The contemporary American writer is in no way a part of the social and political scene. He is therefore not muzzled, for no one fears his bite; nor is he called upon to compose. Whatever work he does must proceed from a reckless inner need. The world does not beckon, nor does it greatly reward. This is not a boast or a complaint. It is a fact. Serious writing must nowadays be written for the sake of the art. The condition I describe is not extraordinary. Certain scientists, philosophers, historians, and many mathematicians do the same, advancing their causes as they can. One must be satisfied with that.

Unlike this preface, then, which pretends to the presence of your eye, these stories emerged from my blank insides to die in another darkness. I willed their existence, but I don’t know why. Except that in some dim way I wanted, myself, to have a soul, a special speech, a style. I wanted to feel responsible where I could bear to be responsible, and to make a sheet of steel from a flimsy page—something that would not soon weary itself out of shape as everything else I had known (I thought) always had. They appeared in the world obscurely, too—slow brief bit by bit, through gritted teeth and much despairing; and if any person were to suffer such a birth, we’d see the skull come out on Thursday, skin appear by week’s end, liver later, jaws arrive just after eating. And no one of us, least of all the owner of the opening it inched from, would know what species the creature would eventually contrive to copy and to claim. Because I wrote these stories without imagining there would be readers to sustain them, they exist now as if readerless (strange species indeed, like the flat, pigmentless fish of deep seas, or the blind, transparent shrimp of coastal caves), although a reader now and then lets light fall on them from that other, less real world of common life and pleasant ordinary things.

Occasionally one’s companion, in a rare mood of love, will say: ‘Bill, tell about the time you told off that trucker at the truck stop’; but Bill’s audience knows he’s no emperor of anecdote, like Stanley Elkin, and they will expect at best not to be bored, pallidly amused, not edified or elevated, not cemented or composed; and occasionally one’s children will still want a story told them, improvised on the spot, not merely read or from a flabby memory recited.
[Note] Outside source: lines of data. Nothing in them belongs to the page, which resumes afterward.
PR #61397, opened 2022-10-01
Garlic Powder

Daved27hundred:
#### Summary
Content "Adds Garlic Powder"

#### Purpose of change

Garlic Powder is a common seasoning and I'm pretty certain every household has some. In fact I'm pretty sure that it's used more often then whole garlic at least where I live. More options for seasoning is nice, can't put it any other way.

#### Describe the solution

created garlic powder item, added the recipe, added it as a possible ingredient to several recipes, some that already used garlic cloves.

making garlic appear in pantries more often.

### DIFF
--- a/data/json/recipes/recipe_food.json
+++ b/data/json/recipes/recipe_food.json
@@ -4128,9 +4128,9 @@
     "autolearn": true,
     "book_learn": [ [ "cookbook_italian", 1 ] ],
     "batch_time_factors": [ 83, 3 ],
-    "charges": 200,
+    "charges": 50,
     "tools": [ [ [ "surface_heat", 3, "LIST" ] ], [ [ "rock_quern", -1 ], [ "clay_quern", -1 ] ] ],
-    "components": [ [ [ "garlic", 1 ], [ "garlic_clove", 6 ] ] ]
+    "components": [ [ [ "garlic_clove", 1 ] ] ]
   },
   {
     "type": "recipe",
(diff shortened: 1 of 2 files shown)


onura46:
I recommend adding this to the `SUS_spice_collection` item group so that it dynamically populates in kitchens. There are item groups for restaurant kitchens which might be of interest, as well: 

https://github.com/CleverRaven/Cataclysm-DDA/blob/edb21b9806a9bbe53d50c4d459273b0a93daa548/data/json/itemgroups/SUS/domestic.json#L633

https://github.com/CleverRaven/Cataclysm-DDA/blob/edb21b9806a9bbe53d50c4d459273b0a93daa548/data/json/itemgroups/food_service.json#L1047

data/json/recipes/recipe_food.json
```diff
@@ -4115,6 +4116,38 @@
...
   },
+  {
+    "type": "recipe",
+    "activity_level": "LIGHT_EXERCISE",
+    "result": "garlic_powder",
+    "category": "CC_FOOD",
+    "subcategory": "CSC_FOOD_OTHER",
+    "skill_used": "cooking",
+    "difficulty": 2,
+    "time": "45 m",
```
phoeo, line 4127: Doesn't it take 3-8 hours to dry?

Daved27hundred: does it? I could alter the recipe then. I'm not sure people will be happy that it takes so long so I'll make it between 1-2 hours.

Daved27hundred: after looking it up, it seems that is for a massive amount of garlic. the 45 minutes is for a single clove. I'm sure if you're dehydrating several bulbs worth of garlic it'd take 3-8 hours ingame.

phoeo: It just seems that in every recipe I saw there is a long time for passive dehydration. For example, here it says "4-6 hours in oven, or 2-3 days in open air"

https://www.alphafoodie.com/how-to-make-garlic-powder/

Daved27hundred: huh. I assumed the player was just speed-dehydrating the garlic if that even exists. Similar to how you dehydrate fish or meat within 20 minutes ingame.

Daved27hundred: I'm, going to resolve this conversation if that's okay with you, it seems like this isn't just the powder but dehydrated foods as a whole.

Then they will beg far better than a dog.

Tell us a story, fawfaw. Tell us a lonely story. Tell us a long and lonely story about the sticky-handed giants who had no homes, because we want to cry. Tell us the story of the overfriendly lions. Tell us the story of the sad and barkless dog. Tell us, fawfaw, tell us, because we want to cry. Tell us of the long bridge and the short wagon and the tall tollkeeper and the tall tollkeeper’s high horse and the tiny brown tail of the tall tollkeeper’s high horse that couldn’t swish away blue flies … because we want to cry. We want to cry.

Well which? … which shall I tell you the story of to make you sad so you will cry?

Oh don’t do that, fawfaw. We want to cry. Don’t make us sad. We merely want to cry. Tell us a lonely story. Tell us about the giants. Tell us about the lions. Tell us about the dog. But do not make us sad, fawfaw, just make us cry.

Well which? … which then shall I tell you if you want to cry? … which, the story of?

Woods.

Woods. I knew it would be woods.

William H. Gass, Preface to In the Heart of the Heart of the Country.